`GRPOTrainer` with `top_entropy_quntile < 1` causes hang with multi gpu training

Question

`GRPOTrainer` with `top_entropy_quntile < 1` causes hang with multi gpu training

Closed this issue 2 months ago · 4 comments

Reproduction

# grpo.py
from datasets import load_dataset
from trl import GRPOConfig, GRPOTrainer

dataset = load_dataset("trl-lib/tldr", split="train")

# Define the reward function, which rewards completions that are close to 20 characters
def reward_len(completions, **kwargs):
    return [-abs(20 - len(completion)) for completion in completions]

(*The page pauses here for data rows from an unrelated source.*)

Issue #5361, opened 2019-09-01
Change default quotes to `"`


domoritz:
I'm proposing to change the default quotes to `"` instead of the current `'`. The reason is that JSON quotes are always `"` and if we use the same quotes, we can easily use `'` to quote expressions that are just JSON strings and avoid having to escape with `\`. 

My hope is that it could clean up things like this:
<img width="640" alt="Screen Shot 2019-09-01 at 10 42 58 AM" src="https://user-images.githubusercontent.com/589034/64080168-d7944780-cca5-11e9-9dde-d17dcfa557f4.png">

Single quotes are better for sentences that use quotes themselves (`He then said "Hello World"`) but double quotes are better if you want to use ' (`Don't do that`). However, for our warnings, we often use \` anyway. 

Since we use prettier, this won't really be difficult to enforce. 

I am proposing to change the default here and in all other Vega libraries. For many projects, we can easily enforce this change via https://github.com/vega/vega-lite-dev-config/. 

Thoughts?

kanitw:
‘ is easier to type, no need to press shift.

I’m voting against this change.

arvind:
My preference would be to minimize the amount of churn unless absolutely necessary.

PR #9647, opened 2025-07-24
feat: support newlines in tooltips

### LINKED ISSUE #7564: Support newline characters or max width for tooltips
There are [a few suggestions of how to insert newlines in HTML tooltips in these SO answers](https://stackoverflow.com/questions/358874/how-can-i-use-a-carriage-return-in-a-html-tooltip?rq=1). The [two last Vega tooltip examples on this page](https://vega.github.io/vega-tooltip/vega-examples.html) also seem to include newline via different mechanisms, but I can't figure out a way to create a VegaLite specification with newlines in the tooltip.

I tried both a comma separated list which works for titles and the common control sequences from the SO post above like so `"this <br> is &#10; a &#13; really &#x0a; long &#xD; text \n with \r\n many \\n many \r words \\r."` Unless there is already a way to do this in Vega-Lite, I think it would be great to add support for newlines somehow.

I most commonly run into a need for this with long tooltips, so another partial solution would be a way to limit the width of the overall tooltip box manually.

[Open the Chart in the Vega Editor](https://vega.github.io/editor/#/url/vega-lite/N4Igxg9gdgZglgcxALlANzgUwO4tJKAFzigFcJSBnAdTgBNCALFAFgAY2AacaYsiygAlMiRoRQBmDgF9p3OgENCCvCCgKAtphQhFygLRsARgEYAHADYYmFhICcdTBwVPMYO2wVszmOqbYArJgmIHIgGgoATgDWOgAOECTi3JhQkHQkSKgghBAQADbEcaqEAJ5x2shqEBokCvkg3PCY+XQ6hJgAHuJhnSXllSAAjqQKRHDKxGjaTVitOn1hpf0VOiNjxJNw040gzfNVy7LcACSUYIyYETpihHGUyAD0j9MICgB0CBOMpEbvcBBHudLhEXpg3vp8hNMC8WO8zO8TO8AFaUaC7PQKSiYQiUVSYwymSzWWwOJyeVzuTzeXz+IIhZAAbVAHW6KEZIAAyowIJFkjkuuIALrcPrIFjcZbICxyFmC9qMOCUAAEAB4jJEAHzKpXKgBkAGITGwANzKhT6o0SM2RTD1fKlS2dTxm-LQBBOgAiZtZhGVAB0oMrsN8A5FA8qIlBHf6I1GY5Fg7y6CrY5F3rsxQFJSgAOzSIWyIA)

basbroek:
## PR Description

This PR adds support for rendering newlines in tooltips and potentially closes #7564.

A new function has been added in the tooltip encoder that transforms tooltip values that are arrays into strings joined by newline characters. This allows multi-line tooltip content to be displayed correctly.

To support this behavior visually, a small CSS update is required in the vega-tooltip package — see the accompanying PR in that repository.

### Example
With the new code, this example spec ([open in editor](https://vega.github.io/editor/#/url/vega-lite/N4IgJAzgxgFgpgWwIYgFwhgF0wBwqgegIDc4BzJAOjIEtMYBXAI0poHsDp5kTykBaADZ04JAKyUAVhDYA7EABoQAdxoATemgBMABh1K1STClShZSBHDQhjTQVaXEkghnAhoA2qACecJACdtHS0AZiUoNgZZTDQARj0lTDgADxj0ehoIAAJMrMkGCEwsuTgs4VkrAF8FHz9A1F0tABZwyOig-RsUtI8bGFzcpCzMNjZBTBocRRU6GGHlNjKaCvcAXWragKCtMVaotJCErtTPEAAVfuzB4dHxyenVemGYfzhS8rdpmUssgEcGERlORkLJIbLeSJZKBIWRZCBvEDrdZKZD+ADW1iYWyUcFkETUyzIaFAyWJIAAZjQ4II1NZfFtqiBvGTKdTaegIvtpphvDgrOh-jCJsYJqQQIyRmMJlNUF4KVSaXS6uKavK2dZOe0lOS2P5kGlphs1Yr0t1xatWoJdWSnC5+SAAMR6JoANgAnG7xZVKkA)) will render a tooltip like this:

example-multiline-tooltip

### DIFF
--- a/src/compile/mark/encode/tooltip.ts
+++ b/src/compile/mark/encode/tooltip.ts
@@ -16,7 +16,7 @@ import {Config} from '../../../config.js';
 import {Encoding, forEach} from '../../../encoding.js';
 import {StackProperties} from '../../../stack.js';
 import {Dict, entries} from '../../../util.js';
-import {isSignalRef} from '../../../vega.schema.js';
+import {isSignalRef, VgValueRef} from '../../../vega.schema.js';
 import {getMarkPropOrConfig} from '../../common.js';
 import {binFormatExpression, formatSignalRef} from '../../format.js';
 import {UnitModel} from '../../unit.js';
@@ -26,13 +26,14 @@ import {textRef} from './text.js';
 export function tooltip(model: UnitModel, opt: {reactiveGeom?: boolean} = {}) {
   const {encoding, markDef, config, stack} = model;
   const channelDef = encoding.tooltip;
+
   if (isArray(channelDef)) {
     return {tooltip: tooltipRefForEncoding({tooltip: channelDef}, stack, config, opt)};
   } else {
     const datum = opt.reactiveGeom ? 'datum.datum' : 'datum';
     const mainRefFn = (cDef: Encoding<string>['tooltip']) => {
       // use valueRef based on channelDef first
-      const tooltipRefFromChannelDef = textRef(cDef, config, datum);
+      const tooltipRefFromChannelDef = addLineBreaksToTooltip(cDef, config, datum);
       if (tooltipRefFromChannelDef) {
         return tooltipRefFromChannelDef;
       }
@@ -130,7 +131,7 @@ export function tooltipData(
       }).signal;
     }
 
-    value ??= textRef(fieldDef, formatConfig, expr).signal;
+    value ??= addLineBreaksToTooltip(fieldDef, formatConfig, expr).signal;
 
     tuples.push({channel, key, value});
   }
@@ -163,4 +164,24 @@ export function tooltipRefForEncoding(
 
   const keyValues = entries(data).map(([key, value]) => `"${key}": ${value}`);
   return keyValues.length > 0 ? {signal: `{${keyValues.join(', ')}}`} : undefined;
+}
+
+/**
+ * Transforms a tooltip value that is an array to a string with line breaks
+ */
+function addLineBreaksToTooltip(
+  channelDef: Encoding<string>['text' | 'tooltip'],
+  config: Config,
+  expr: 'datum' | 'datum.datum' = 'datum',
+): VgValueRef {
+  // tooltip fields with a format property are no strings
+  const fieldDefWithFormat = channelDef as {field: string; type: string; format: string};
+  if (fieldDefWithFormat?.type === 'nominal' && !fieldDefWithFormat.format) {
+    const fieldString = `datum["${fieldDefWithFormat.field}"]`;
+    return {
+      signal: `isValid(${fieldString}) ? isArray(${fieldString}) ? join(${fieldString}, '\\n') : ${fieldString} : ""+${fieldString}`,
+    };
+  }
+
+  return textRef(channelDef, config, expr);
 }
--- a/test/compile/mark/encode/tooltip.test.ts
+++ b/test/compile/mark/encode/tooltip.test.ts
@@ -137,7 +137,8 @@ describe('compile/mark/encode/tooltip', () => {
       });
       const props = tooltip(model);
       expect(props.tooltip).toEqual({
-        signal: '{"Foobar": isValid(datum["Foobar"]) ? datum["Foobar"] : ""+datum["Foobar"]}',
+        signal:
+          '{"Foobar": isValid(datum["Foobar"]) ? isArray(datum["Foobar"]) ? join(datum["Foobar"], \'\\n\') : datum["Foobar"] : ""+datum["Foobar"]}',
       });
     });
     it('generates correct keys and values for channels with title', () => {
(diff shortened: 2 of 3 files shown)


basbroek:
@domoritz: working on this issue I noticed signal strings created by Vega-Lite all use escaped double quotes `\"` while single quotes would also be valid and might enhance readability of the compiled Vega specs. For instance

`"signal": "\"a: \" + (isValid(datum[\"a\"]) ? datum[\"a\"] : \"\"+datum[\"a\"]) + \"; b: \" + (format(datum[\"b\"], \"\"))"`

would become 

`"signal": "'a: ' + (isValid(datum['a']) ? datum['a'] : ''+datum['a']) + '; b: ' + (format(datum['b'], ''))"`

Is there a reason for not using single quotes? Maybe I'm missing some edge-cases?

domoritz:
At least one reason would be that " are slightly easier to use with the default ' in the Vega-Lite code base. I suggested changing to " in https://github.com/vega/vega-lite/issues/5361. We could do it but should merge any big pending prs first. I'm supportive of it if you would like to tackle the task (in a separate pull request of course).

basbroek:
@domoritz  I'll be offline the next two weeks, but when I'm back, I would be happy to dig into the formatting of signal strings in a future pull request (after I have finished working on the [backgrounds for text marks](https://github.com/vega/vega-lite/pull/9646)).

src/compile/mark/encode/tooltip.ts
```diff
@@ -164,3 +165,23 @@ export function tooltipRefForEncoding(
...
+/**
+ * Transforms a tooltip value that is an array to a string with line breaks
+ */
+function addLineBreaksToTooltip(
+  channelDef: Encoding<string>['text' | 'tooltip'],
+  config: Config,
+  expr: 'datum' | 'datum.datum' = 'datum',
+): VgValueRef {
+  // tooltip fields with a format property are no strings
+  const fieldDefWithFormat = channelDef as {field: string; type: string; format: string};
```
domoritz, line 178: how do you know that the type here is `{field: string; type: string; format: string}`?

src/compile/mark/encode/tooltip.ts
```diff
@@ -164,3 +165,23 @@ export function tooltipRefForEncoding(
...
+  if (fieldDefWithFormat?.type === 'nominal' && !fieldDefWithFormat.format) {
+    const fieldString = `datum["${fieldDefWithFormat.field}"]`;
+    return {
+      signal: `isValid(${fieldString}) ? isArray(${fieldString}) ? join(${fieldString}, '\\n') : ${fieldString} : ""+${fieldString}`,
```
domoritz, line 182: Why do we need to convert invalid values to strings? Can we reuse logic here?

domoritz (commented):
I made a copy in https://github.com/vega/vega-lite/pull/9678 because this pull request has different images than the CI would output. Please use a PAT and try whether the CI builds the examples rather than manually building them.

src/compile/mark/encode/tooltip.ts
basbroek: I'm still wrestling a bit with the elaborate type system in this repo 😅
I have replaced the cast with a type guard.

src/compile/mark/encode/tooltip.ts
basbroek: This is in line with the way [formatSignalRef](https://github.com/vega/vega-lite/blob/f1052b6cadf57e866a9ab1054e2d7767d1258d7a/src/compile/format.ts#L132) handles nominal fields:

```return {signal: `isValid(${field}) ? ${field} : ""+${field}`};```

I think to render `null`, `undefined`, or `NaN` as strings in tooltips and area descriptions?

basbroek:
> Please use a PAT and try whether the CI builds the examples rather than manually building them.

I'm sorry for that. I did add an action secret and tried to trigger the CI by including `[SVG]` in the last commit message, but that didn't work. Hence I built the examples locally to pass all CI tests. Won't happen again.

domoritz:
All good. Our setup for external forks is a bit wonky because of some restrictions GitHub actions had (have?). I often make an internal copy to get the build to work correctly.

domoritz:
Is it true that if there is a format, the tooltip is not a string? It's a string afterwards but I guess it's not likely to be a multi line string, right?

basbroek:
>Is it true that if there is a format, the tooltip is not a string? It's a string afterwards but I guess it's not likely to be a multi line string, right?

The comment  was unclear, I have removed it. The logic is:
- Only tooltip fields with type `nominal` or `ordinal` have to be formatted as a vg-signal that checks for arrays with multi-line strings
- If the spec doesn't contain an explicit type for a `temporal` or `quantitative` tooltip field, it gets the default type `nominal` earlier in compiling
- If the tooltip field has type `nominal` but also a  format specifier, it should fall thru so it can be formatted as a vg-signal that includes the format (e.g. `"signal":  \"count\": format(datum[\"count\"], \",\")`

I hope this answers your question?

domoritz:
I merged your changes into https://github.com/vega/vega-lite/pull/9678.

domoritz:
We should make you a maintainer. Would you like to (https://github.com/vega/.github/blob/main/project-docs/MAINTAINERS.md)?

domoritz:
Thank you. Merged in https://github.com/vega/vega-lite/pull/9678/

basbroek:
@domoritz Thanks for reviewing and merging! If you have time, maybe you can have a look at the corresponding [PR in vega-tooltip](https://github.com/vega/vega-tooltip/pull/1075) that is necessary to render the newlines in the tooltip.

training_args = GRPOConfig(output_dir="Qwen2-0.5B-GRPO", top_entropy_quantile=0.2)
trainer = GRPOTrainer(
    model="Qwen/Qwen2-0.5B-Instruct",
    reward_funcs=reward_len,
    args=training_args,
    train_dataset=dataset,
)
trainer.train()

with command:

accelerate launch --num_machines 1 --machine_rank 0 --num_processes 2 --main_process_ip=cccxc577 --main_process_port=14624 --mixed_precision=bf16 --multi_gpu grpo.py

the script hangs and doesn't work and doesn't train:

from what i understand this is because of the gather in the function get_high_entropy_mask

https://github.com/huggingface/trl/blob/48d7ecc67be36e8a2f47841c1695c4e77732688e/trl/trainer/grpo_trainer.py#L1045C8-L1053C89

this is probably because non_pad_entropies have different lengths on each process, which could cause hangs when using gather. similar to what stated here https://discuss.pytorch.org/t/dist-all-gather-stuck/156037.

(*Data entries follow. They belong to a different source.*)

Issue #7798, opened 2021-11-12
Cannot set height to 0


domoritz:
[Open the Chart in the Vega Editor](https://vega.github.io/editor/#/url/vega-lite/N4IgJAzgxgFgpgWwIYgFwhgF0wBwqgegIDc4BzJAOjIEtMYBXAI0poHsDp5kTykBaADZ04JAKyUAVhDYA7EABoQAEzjQATjRyZ289AEEABBBoIcguIaZJ1h2DcyGA7nRiHETOMtXLDypJhUiioBKKigxEiCDGpoANqgYSD6wUxoAEwAHAC+ColoIABCqWhiYrn56ADCJagALADMFSBJACK1AJwAjM1JAKK1mT15LQUAYrViTSNJAOK1XR29BQASgwDsy+gAkpPp2QC6uRhwNGRYaAAMSsjqANYF1urBcLJQbMo0smRooAAevxAADMaHBBMoCiglJgAJ44OAFWRsBBfKLBJB-GgQQGCJCeQT6b4WK7ZY4wwEgsEQ9BpaFwhHoACODCQsh0gR0pBApOyQA)

Setting height to 0 is being ignored.

horvathaa:
Hi Dominik! After our chat yesterday, I took a stab at handling this bug. Here's what I've found...

The problem seems to be in two parts of the code. The first part is in the Unit model's constructor where the `size` property is set: https://github.com/vega/vega-lite/blob/81866c0fd2a692afc6acb9c0b3a40e86074abe51/src/compile/unit.ts#L111 

Since it is just checking for `spec.height`, the 0 values are ignored. Simply switching to `spec.height !== undefined` resolves this issue. 

The second part, downstream in the compilation during parsing, is when the size property is used in `parseUnitLayoutSize` and suffers from the same issue of not checking for `undefined` as opposed to a falsey value, thus the same fix applies: https://github.com/vega/vega-lite/blob/81866c0fd2a692afc6acb9c0b3a40e86074abe51/src/compile/layoutsize/parse.ts#L100

Implementing these fixes results in the behavior I think one would expect.
![Image](https://github.com/user-attachments/assets/11dfd69d-46ed-4ad8-ae5d-8a0116296312)

[...]

PR #9658, opened 2025-08-20
Fix setting height/width to 0

yuvvantalreja:
## PR Description

This PR fixes https://github.com/vega/vega-lite/issues/7798

The problem was that in three places where truthy/falsy checks were being used instead of explicit undefined checks:

### Expected Outcome:

Now when you test in the Vega Editor with height/width: 0, it should respect that setting instead of falling back to the default height of 300.

<details>

- [ ] This PR is atomic (i.e., it fixes one issue at a time).
- [ ] The title is a concise [semantic commit message](https://www.conventionalcommits.org/) (e.g. "fix: correctly handle undefined properties").
- [ ] `npm test` runs successfully
- For new features:
  - [ ] Has unit tests.

Tips:

</details>

### DIFF
--- a/src/compile/layoutsize/assemble.ts
+++ b/src/compile/layoutsize/assemble.ts
@@ -20,7 +20,7 @@ export function assembleLayoutSignals(model: Model): NewSignal[] {
 export function sizeSignals(model: Model, sizeType: LayoutSizeType): (NewSignal | InitSignal)[] {
   const channel = sizeType === 'width' ? 'x' : 'y';
   const size = model.component.layoutSize.get(sizeType);
-  if (!size || size === 'merged') {
+  if (size === undefined || size === null || size === 'merged') {
     return [];
   }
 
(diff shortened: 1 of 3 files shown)


src/compile/layoutsize/assemble.ts
```diff
@@ -20,7 +20,7 @@ export function assembleLayoutSignals(model: Model): NewSignal[] {
 export function sizeSignals(model: Model, sizeType: LayoutSizeType): (NewSignal | InitSignal)[] {
   const channel = sizeType === 'width' ? 'x' : 'y';
   const size = model.component.layoutSize.get(sizeType);
-  if (!size || size === 'merged') {
+  if (size === undefined || size === null || size === 'merged') {
```
domoritz, line 23:
```suggestion
  if (size == null || size === 'merged') {
```

src/compile/layoutsize/parse.ts
```diff
@@ -97,7 +97,7 @@ export function parseUnitLayoutSize(model: UnitModel) {
   for (const channel of POSITION_SCALE_CHANNELS) {
     const sizeType = getSizeChannel(channel);
 
-    if (size[sizeType]) {
+    if (size[sizeType] !== undefined) {
```
domoritz, line 100: Should this be using `size[sizeType] != null` or should we not catch null and only catch undefined? How is this different from the logic above then?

to make sure it is indeed the problem. I tried the line all_non_pad_entropies = self.accelerator.gather(non_pad_entropies[:50]) (which is of course not a viable fix). with this change it does work.

System Info

- Platform: Linux-5.14.0-503.21.1.el9_5.x86_64-x86_64-with-glibc2.34
- Python version: 3.11.12
- TRL version: 0.22.0.dev0+48d7ecc
- PyTorch version: 2.7.1
- accelerator(s): NVIDIA A100-SXM4-80GB, NVIDIA A100-SXM4-80GB
- Transformers version: 4.52.4
- Accelerate version: 1.7.0
- Accelerate config: not found
- Datasets version: 3.6.0
- HF Hub version: 0.32.4
- bitsandbytes version: not installed
- DeepSpeed version: not installed
- Diffusers version: not installed
- Liger-Kernel version: not installed
- LLM-Blender version: not installed
- OpenAI version: not installed
- PEFT version: not installed
- vLLM version: not installed

Checklist

I have checked that my issue isn't already filed (see open issues)
I have included my system information
Any code provided is minimal, complete, and reproducible (more on MREs)
Any code provided is properly formatted in code blocks, (no screenshot, more on code blocks)
Any traceback provided is complete

Answer 1 · 2025-08-21T09:19:55.000Z

this seems like a virus/bot

Answer 2 · 2025-08-21T14:34:01.000Z

Thanks for reporting this! It's an interesting bug, I'll take a look.

Answer 3 · 2025-09-08T17:09:54.000Z

In the current implementation there’s a potential hang:

non_pad_entropies = entropies[mask.bool()].float()
if non_pad_entropies.numel() == 0:
    return torch.zeros_like(entropies, dtype=torch.bool)

If any rank hits non_pad_entropies.numel() == 0 and returns early, while other ranks proceed to
self.accelerator.gather(non_pad_entropies), the collective call will block forever.

Answer 4 · 2025-09-08T20:19:06.000Z

Good point, are you willing to open a pr to fix it?